Only an exact retyping of all the entries counts as an answer.
Exercise data Start Marker
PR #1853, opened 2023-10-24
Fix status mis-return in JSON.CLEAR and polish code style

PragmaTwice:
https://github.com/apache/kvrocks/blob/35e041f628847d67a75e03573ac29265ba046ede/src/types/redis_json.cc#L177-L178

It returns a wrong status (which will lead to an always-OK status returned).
Exercise data End Marker
**Problem solution:**
PR #1853, opened 2023-10-24
Fix status mis-return in JSON.CLEAR and polish code style

PragmaTwice:
https://github.com/apache/kvrocks/blob/35e041f628847d67a75e03573ac29265ba046ede/src/types/redis_json.cc#L177-L178

It returns a wrong status (which will lead to an always-OK status returned).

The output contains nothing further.